▸ Work item
A bare number is the only acceptable answer: how many lines of these entries include "library"?

Top of Recorded data

PR #813, opened 2026-06-25
Enabled Web-UI to export Selection Status as well

marioli:
Without this patch, the selection is not reflected in the export. This patch extends the CSV export by the "selected" attribute.

### DIFF
--- a/VDF.Web/Components/Pages/Results.razor
+++ b/VDF.Web/Components/Pages/Results.razor
@@ -755,7 +755,12 @@ else {
 
     // === CSV Export ===
     async Task ExportCsv() {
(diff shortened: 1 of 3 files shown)


0x90d:
Thanks for this!  One small thing before merge: the new `Selected` column encodes the boolean as `checked/unchecked`, but the GUI's equivalent column (Checked) emits `True/False` via `bool.ToString()` ([MainWindowVM.cs:827](https://github.com/0x90d/videoduplicatefinder/blob/master/VDF.GUI/ViewModels/MainWindowVM.cs#L827)). Could you switch the Web export to True/False to match? That way anyone parsing both CSVs gets a consistent encoding of the same field. The column-name difference (Selected vs Checked) is already noted in your comments and is fine to keep.

PR #1116, opened 2024-07-28
Fix test wrappers and export all tasks results in tests

Samoed:
## Checklist

Added mocks for:
- E5Wrapper
- BGEWrapper
- MxbaiWrapper
- GritLMWrapper (it is also used in some other places, but it can't be inherited, so only one test)


tests/test_benchmark/test_benchmark.py
```diff
@@ -11,24 +12,56 @@
...
+    # make sure that all tasks results can be exported
+    args = Namespace(
+        results_folder=output_folder + "/no_model_name_available/no_revision_available",
+        output_path=output_folder + "/model_card.md",
+        overwrite=True,
+    )
+    monkeypatch.setattr(
+        mteb, "get_task", lambda task_name, **kwargs: tasks_dict[task_name]
+    )
+    create_meta(args)
```
Samoed, line 51: I'm not sure that this is a good place for test exporting results, but I don't know where to put it.

KennethEnevoldsen: It seems like you have replaced an existing test, and it now tests something else. I would instead create a new test. I also don't believe that there is a need to monkey patch -- generally, I find that it hints that the code should be rewritten.

What I would do is create a function like:

```
create_meta_cli(args):
  # handle args, get tasks etc. 
  yml_dict = create_meta(task_results) 
  # save to disk
```

We can then test `create_meta` independently without monkeypatching.

tests/test_benchmark/test_gritlm_models.py
```diff
@@ -0,0 +1,63 @@
...
+
+import mteb
+from mteb.models.instructions import task_to_instruction
+from tests.test_benchmark.task_grid import MOCK_TASK_TEST_GRID
+
+pytest.importorskip("gritlm")
+from gritlm import GritLM  # noqa
+
+
+class MockGritLMWrapper(GritLM):
```
KennethEnevoldsen, line 14: Not entirely sure what this tests in the original implementation? Isn't it simply reimplementing the functionality?

tests/test_benchmark/test_benchmark.py
KennethEnevoldsen: This is not breaking as the create_meta cli will remain the same, while the create_meta becomes a testable function that the user can also call independently.

tests/test_benchmark/mock_models.py
```diff
@@ -30,3 +38,41 @@ def __init__(self):
 
     def encode(self, sentences, prompt_name: str | None = None, **kwargs):
         return torch.randn(len(sentences), 10, dtype=torch.bfloat16)
+
+
+class MockSentenceTransformer(SentenceTransformer):
```
KennethEnevoldsen, line 43:
```suggestion
class MockSentenceTransformer(SentenceTransformer):
   """
   A mock implementation of the SentenceTransformer intended to implement just the encode, method using the same arguments.
   """
```

tests/test_benchmark/mock_models.py
KennethEnevoldsen, line 1: Looks great

KennethEnevoldsen (commented):
Thanks for the addition. It is very convenient to have an active test of the model implementations. 

It seems like the test for create_meta needs a bit more work. I am not sure what it is intended to test which isn't already tested in its associated test. Let me know if I am missing something.

tests/test_benchmark/test_gritlm_models.py
Samoed: Yes, a bit. All GritLM wrappers covered inside functions, so I can't just inherit them, but I think test that GritLM models can run tests could be helpful

tests/test_benchmark/test_benchmark.py
Samoed: I'll move it to different PR

Samoed: I needed to monkeypatch it, because create_meta checks if task is existing mteb task, but mock tasks not in main part of library so it gives errors.

tests/test_benchmark/test_gritlm_models.py
KennethEnevoldsen: Hmm, that might be better done by creating an extremely small grim model (>100m parameters) and just testing that instead. Feel free to do that; otherwise, I would remove it for now and leave it for another PR.

tests/test_benchmark/test_benchmark.py
KennethEnevoldsen: Yeah, I can definitely see why you added it, but I think the rewrite is the better option. I can also see why you would do the monkey patch for the PR as well (it is generally less obtrusive than changing code).

tests/test_benchmark/test_gritlm_models.py
Samoed: Tried to run gritlm with `sentence-transformers/all-MiniLM-L6-v2`, but got error, that passed unexpected parameters by gritlm library. Removed this test

KennethEnevoldsen:
Looks good - thanks for the PR!

PR #1127, opened 2024-07-31
Add CLEVR and SciMMIR Image-Text Understanding tasks

imenelydiaker:


gowitheflow-1998:
nice thanks! For CLEVR, can you add the [count task](https://huggingface.co/datasets/clip-benchmark/wds_vtab-clevr_count_all) as well? Also both count and distance are worth adding linear probing.

Didn't realize SciMMIR can be a zero-shot classification as well (it is a retrieval task with image-caption) but I think is quite cool to add the zero-shot classification as you do here! The results indicate this is still a task that's not too easy so worth keeping. I can take care of the retrieval version later unless you have the bandwidth? I have just fixed image memory issues for all retrieval so it should be runnable with it as well.

gowitheflow-1998:
> I'm not aware of how much work it requires to add it as a retieval task. Would it require building a corpus and queries? I'll have a look at it and keep you posted, we'll add it in another PR anyway.

yeah we'll need to build corpus, queries and qrels like other retrieval tasks. No worries. lmk!

imenelydiaker:
> > I'm not aware of how much work it requires to add it as a retieval task. Would it require building a corpus and queries? I'll have a look at it and keep you posted, we'll add it in another PR anyway.
> 
> yeah we'll need to build corpus, queries and qrels like other retrieval tasks. No worries. lmk!

Added CLEVR count task. I think we'd do SciMMIR retrieval tasks in another PR (Text2Image and Image2Text). This one is ready 🙂

gowitheflow-1998 (approved):

gowitheflow-1998:
yeah looks nice! CLEVR's linear probing can be in another pr as well.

Bottom of Recorded data

▸ Reply
2